=== DIRECTIONS FOR THIS TASK ===
Return only the line that contains "SPL Filter now working correctly" and each line after it, through the last line of the data below, copied exactly.

*** Opening of MATERIAL SUPPLIED ***

PR #974, opened 2021-02-23
SPL Filter now working correctly 

jdtoombs:
Mikaela made a comment that the SPL filter was returning SPP results. Renamed the SPP filter accordingly and it now only return SPL properties. Backend now reflects frontend!

Also my [old PR that has been approved](https://github.com/bcgov/PIMS/pull/956) has been updated and I have re-requested some reviews as there has been some changes.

*** Close of MATERIAL SUPPLIED ***

=== RESPONSE TO THE EXERCISE ===
SPL Filter now working correctly 

jdtoombs:
Mikaela made a comment that the SPL filter was returning SPP results. Renamed the SPP filter accordingly and it now only return SPL properties. Backend now reflects frontend!

Also my [old PR that has been approved](https://github.com/bcgov/PIMS/pull/956) has been updated and I have re-requested some reviews as there has been some changes.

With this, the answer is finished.